You can drastically reduce your stroke risk, no matter what your age, by:
  • Normalizing your insulin and leptin signaling. This is done by eliminating sugars and most grains and restricting your carbs to primarily fibrous vegetables. The calories are not replaced with increased protein but rather with healthy fats, like avocados, coconut oil, butter and nuts (being careful with the nuts not to increase your total daily protein intake to greater than 1 gram of protein per kilogram of LEAN body mass per day).
  • Eating right: Lycopene-rich tomatoes are only one type of food, so I recommend you review my free nutrition plan for comprehensive guidelines on what to eat to stay healthy. Along with avoiding excess sugars and fructose, you'll want to avoid synthetic trans fats, processed meats and diet sodas, all of which can increase your stroke risk. It will be crucial to optimize leptin and insulin signaling by minimizing your intake of carbs to mostly fiber-rich vegetables.
  • Optimizing your vitamin D and vitamin K2 levels: One study found people who got less than the midpoint level of sun exposure were at a 60 percent increased risk for stroke.7 The connection is most likely due to the "sunshine vitamin," vitamin D, which is produced when your body is exposed to sunlight. Vitamin D has been associated with a lower risk of stroke and heart attack risk in previous research. Vitamin K2 works synergistically with vitamin D and activates matrix GLA protein, which inhibits arterial calcification.
  • Exercising: I recommend a comprehensive program that includes some Peak Fitness exercises along with Super Slow strength training, Active Isolated Stretching and core work. If you've had a stroke, exercise is also very important, as research shows it can significantly improve both your mental and physical recovery.8 This will also go a long way toward improving your insulin and leptin receptor signaling and sensitivity.

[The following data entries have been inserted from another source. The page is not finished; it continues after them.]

PR #1711, opened 2026-03-07
[Fix] Hit/Miss Display

WBHarry:
Added an automation setting that decides if players should get to see information in chat that would otherwise demand Observer permission - such as if an attack hit or missed an Adversary.

### DIFF
--- a/system.json
+++ b/system.json
@@ -2,7 +2,7 @@
     "id": "daggerheart",
     "title": "Daggerheart",
     "description": "An unofficial implementation of the Daggerheart system",
-    "version": "1.8.0",
+    "version": "1.9.0",
     "compatibility": {
         "minimum": "13.346",
         "verified": "13.351",


templates/ui/chat/parts/target-part.hbs
```diff
@@ -1,6 +1,6 @@
 <div class="roll-part target-section dice-roll" data-action="expandRoll">
     <div class="roll-part-header"><div><span>{{pluralize currentTargets.length "DAGGERHEART.GENERAL.Target"}}</span></div></div>
-    {{#if isGM}}
+    {{#if (or isGM (not automationSettings.hideObserverPermissionInChat))}}
```
CarlosFdez: Is this re-rendered per player?

WBHarry: It's currently not rerendered. Needs a reload.

CarlosFdez: I mean is it a problem that perms are checked in the template on a chat thing. Wouldn't visibility only be based on whomever is posting it, not viewing it?

Some rolls in foundry render dynamically per player, but I don't know if this is that.

WBHarry: The issue at hand is that some GM's (I don't understand this), do not want the hit/miss info to -ever- be shown when players are attacking Adversaries. Instead they want to verbally say that it's a hit or miss every time.
Normally I might ignore this - but since it's been like that up until now, I feel less good about just removing it and always showing.

CarlosFdez: That doesn't preclude gms seeing if it hit/miss though. This may be something that needs to be done per player javascript side. But I haven't followed how this is rendered so I asked. I'll check it later I guess.

WBHarry: Ah, I get what you're saying now. Yeah, I'm pretty sure this is rendered dynamically per player since `isGM` is available (and used for this - so GMs always see)
I'll check

CarlosFdez: Most messages are not rendered dynamically per player. But roll messages in foundry often are if the content is blank. Depends on how this one is done.

WBHarry: Yeah, it's definately dynamic in our roll messages. GM ends up seeing it and player does not 👍

CarlosFdez:
This may be cross project habits, but this seems to be a metagame setting, not standard automation. Its sortof like a world appearance setting. (Edit: its kinda similar to the spotlight queue, though still a bit different).

It might be fine if its a new tab in the automation settings, is there anything else that is more focused on showing/hiding things that GMs may or may not want players to know that we can put alongside it?

Where it is is *fine*, and we may not have a better place since there's no other metagame setting that I can find, but that's probably why the setting name is so long.

WBHarry:
> This may be cross project habits, but this seems to be a metagame setting, not standard automation. Its sortof like a world appearance setting. (Edit: its kinda similar to the spotlight queue, though still a bit different).
> 
> It might be fine if its a new tab in the automation settings, is there anything else that is more focused on showing/hiding things that GMs may or may not want players to know that we can put alongside it?
> 
> Where it is is _fine_, and we may not have a better place since there's no other metagame setting that I can find, but that's probably why the setting name is so long.

I -did- initially put it in Appearance, but then I remembered that that is Client settings - and it's not intended to be something each player gets to/has to set.
So we'd have to make a new bit of settings data in that case. (which might not be bad, since I think we have some other questionable things in automation)

WBHarry:
Had a look over all the settings. The following are ones I think could be argued don't really fit where they are (questionmark signifies that it's a stretch 😆):
```js
-- Automation Settings --
Summary Messages ?
Hide Chat Info
Damage Reduction Rules Default?
Show Resource Change ScrollTexts

-- Appearance Settings --
Show Token Distance On Hover ?
```

CarlosFdez:
Show Token Distance On Hover is definitely a stretch given a ruler does the same thing. Hide Chat Info *definitely* is a metagame setting. That means we have 2 and can go ahead with a metagame section or tab. Either works! Show Resource Change Scrolltexts might be fine as well, if it fits better than where it is.

Settings for GMs to hide things that are already automated felt weird next to settings that actually do things.

WBHarry:
Introduced Metagaming Settings. Atm it just has this new setting, but I think it's a good menu that we'll expand on.

PR #1714, opened 2026-03-08
[Feature] Custom Resources

WBHarry:
Added the ability for modules to register custom resources that will be shown through a locked tooltip accessible by a menu button next to the hope resource.

### DIFF
--- a/module/data/settings/Homebrew.mjs
+++ b/module/data/settings/Homebrew.mjs
@@ -219,8 +219,8 @@ export default class DhHomebrew extends foundry.abstract.DataModel {
                     result[key].id = key;
                     return result;
                 }, {}),
-                ...config.base,
                 ...config.custom,
+                ...config.base,
             });
         }
     }


module/applications/sheets/actors/character.mjs
```diff
@@ -942,6 +952,82 @@ export default class CharacterSheet extends DHBaseActorSheet {
...
+        /* Update resource symbols */
+        const section = target.closest('.resource-section');
+        for (const element of section.querySelectorAll('.resource-value')) {
+            if (Number.parseInt(element.dataset.value) <= value) {
+                element.querySelector('.full').classList.remove('hidden');
+                element.querySelector('.empty').classList.add('hidden');
+            } else {
+                element.querySelector('.full').classList.add('hidden');
+                element.querySelector('.empty').classList.remove('hidden');
+            }
```
CarlosFdez: Untested but try this;

```suggestion
            const showFull = Number.parseInt(element.dataset.value) <= value;
            element.querySelector('.full').classList.toggle('hidden', !showFull);
            element.querySelector('.empty').classList.toggle('hidden', showFull);
```

module/applications/sheets/actors/character.mjs
```diff
@@ -942,6 +952,82 @@ export default class CharacterSheet extends DHBaseActorSheet {
...
+
+        Hooks.once(CONFIG.DH.HOOKS.hooksConfig.lockedTooltipDismissed, () => {
+            resourceManager.classList.toggle('inverted');
+        });
+
+        for (const element of html.querySelectorAll('.resource-value'))
+            element.addEventListener('click', CharacterSheet.resourceUpdate.bind(this));
+    }
+
+    static async resourceUpdate(event) {
```
CarlosFdez: Couldn't this be a non-static function called updateResource()?

module/applications/sheets/actors/character.mjs
WBHarry: Tested and it works. Changed to it :+1:

module/applications/sheets/actors/character.mjs
WBHarry: Thought I had some issue with it being non-static, but testing it now it worked.
Changed the name aswell :+1:

WBHarry:
I added the ability to make inworld homebrew resources in the Homebrew System Menu.
I did it in a separate PR that goes against this one:
https://github.com/Foundryborne/daggerheart/pull/1718

daggerheart.mjs
```diff
@@ -97,6 +97,68 @@ Hooks.once('init', () => {
...
+        images: {
+            full: {
+                value: 'fa-solid fa-burger'
+            },
+            empty: {
+                value: 'fa-regular fa-burger'
+            }
+        }
+    };
+
```
CarlosFdez: Were these intended to be test resources not intended to be committed?

WBHarry: Yup. They're getting removed before we actually merge into main.
Figured if someone was running the branch it'd be nice not to have to know the setup.

module/applications/sheets/actors/character.mjs
```diff
@@ -942,6 +952,78 @@ export default class CharacterSheet extends DHBaseActorSheet {
...
+
+        Hooks.once(CONFIG.DH.HOOKS.hooksConfig.lockedTooltipDismissed, () => {
+            resourceManager.classList.toggle('inverted');
+        });
+
+        for (const element of html.querySelectorAll('.resource-value'))
+            element.addEventListener('click', this.updateResource.bind(this));
+    }
+
+    async updateResource(event) {
```
CarlosFdez: Sorry after saying this on the previous thing, but I just realized this is a sheet method taking an event, not a thing on the character. `onUpdateResource` might be a better name for it. Would be fine if its private.

WBHarry: Mm, that's fair. We can make that change 😎

PR #1719, opened 2026-03-09
[Feature]1672 - Character Feature Compendium Browse

### LINKED ISSUE #1672: [Bug] Adding a Feature to a sheet does not ask about the Compendium Browser
**Describe the bug**
At least for character sheets, the system asks if you want to create an item or use the compendium browser whenever you hit the `+` on a section:

Image

For Features, it does not; instead it immediately creates a new feature.

**To Reproduce**
1. Go to a sheet (character or adversary)
2. Click on the `+` in the Features section of the Features tab
3. Observe new Feature being added to the sheet instead of asking

**Expected behavior**

Features can very much be created and managed in compendiums. It would make sense to browse those when adding features to a sheet.

WBHarry:
Fixes #1672 

Fixed so that the new feature button in the character sheet can take you to the compendium browser.

### DIFF
--- a/module/applications/sheets/api/application-mixin.mjs
+++ b/module/applications/sheets/api/application-mixin.mjs
@@ -691,6 +691,9 @@ export default function DHApplicationMixin(Base) {
                 case 'weapon':
                     presets.folder = 'equipments.folders.weapons';
                     break;
+                case 'feature':
+                    presets.folder = 'features';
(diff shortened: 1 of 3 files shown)


CarlosFdez (approved):
While the ifThen in the template is scary, I dont have an alternative. Works for me.

PR #1731, opened 2026-03-14
[Fix] adversary feature type not rendering

CarlosFdez:
Removing the if in item-tags was the fix, everything else is just formatting. Something about the way the if is setup makes the check for partial-block fail.


WBHarry (approved):
Works 👍 
Wasn't really any point to an if check on the partial block either. If it would be null, then it would just show nothing in handlebars regardless.

PR #1771, opened 2026-04-03
[Feature] 1614 - Add Evasion To Party Resources

### LINKED ISSUE #1614: [Feature] Add Evasion to the Party Overview
**Description**
On the Party Actor, there is currently no Evasion been shown.

Including it would enable the GM to have a better overview, since Evasion is often referenced during play. This could be specially valuable for groups that do no use automation to handle targeting and so on.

  • Reducing emotional stress: According to a 2008 study published in the journal Neurology,9 the more stressed you are, the greater your stroke risk. The researchers actually found that for every notch lower a person scored on their well-being scale, their risk of stroke increased by 11 percent. Check out EFT (Emotional Freedom Technique) for a simple way to help rid your body and mind of negative emotions.
  • Not smoking or drinking alcohol excessively: Both of these can increase your stroke risk significantly.

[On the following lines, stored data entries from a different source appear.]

PR #1772, opened 2026-04-03
[Fix] Multiterm Armor Effect Max

WBHarry:
Fixed so that multi term expressions get evaluated into a single number.
EX: Bare bones is set to max: `3 + @system.traits.strength.value`. After `itemAbleRollParse` that ends up as `3 + 2` which isn't a number, so it doesn't get applied. Now I use a roll to grab a total number. Might be another way to do it, don't recall.

### DIFF
--- a/module/data/activeEffect/changeTypes/armor.mjs
+++ b/module/data/activeEffect/changeTypes/armor.mjs
@@ -44,7 +44,8 @@ export default class ArmorChange extends foundry.abstract.DataModel {
         label: 'Armor',
         defaultPriority: 20,
         handler: (actor, change, _options, _field, replacementData) => {
-            const parsedMax = itemAbleRollParse(change.value.max, actor, change.effect.parent);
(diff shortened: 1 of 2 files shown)


module/data/activeEffect/changeTypes/armor.mjs
```diff
@@ -44,7 +44,8 @@ export default class ArmorChange extends foundry.abstract.DataModel {
         label: 'Armor',
         defaultPriority: 20,
         handler: (actor, change, _options, _field, replacementData) => {
-            const parsedMax = itemAbleRollParse(change.value.max, actor, change.effect.parent);
+            const baseParsedMax = itemAbleRollParse(change.value.max, actor, change.effect.parent);
+            const parsedMax = new Roll(baseParsedMax).evaluateSync().total;
```
CarlosFdez, line 48: This is fine, but we should probably refactor such that this problem is fixed more foundationally soon. Remind me if I forget.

  • Avoiding hormone replacement therapy (HRT) and birth control pills. If you're on one of the hormonal birth control methods (whether it's the pill, patch, vaginal ring or implant), it is important to understand that you are taking synthetic progesterone and synthetic estrogen. These contraceptives contain the same synthetic hormones as those used in hormone replacement therapy (HRT), which has well-documented risks, including an increased risk of blood clots, stroke, heart attack, and breast cancer.